**The problem**
Please read the records below and return each line holding the string "Trident".

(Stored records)
.....

PR #2792, opened 2018-08-04
Add the getName() method in order to obtain the applied label to the Trident stream.

alex-87:
Being able to get the applied label of a Trident stream could be useful in case of complex Trident topology design. The getter returns the `String` corresponding to the `_name` attribute of the `Stream` object.


srdo:
The changes look good to me. Please raise an issue at https://issues.apache.org/jira and rename this PR and the commit message to contain the issue number.

HeartSaVioR:
@alex-87 Sorry I'm late on party. Could you follow up @srdo guide?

.....

**Written response**
Add the getName() method in order to obtain the applied label to the Trident stream.
Being able to get the applied label of a Trident stream could be useful in case of complex Trident topology design. The getter returns the `String` corresponding to the `_name` attribute of the `Stream` object.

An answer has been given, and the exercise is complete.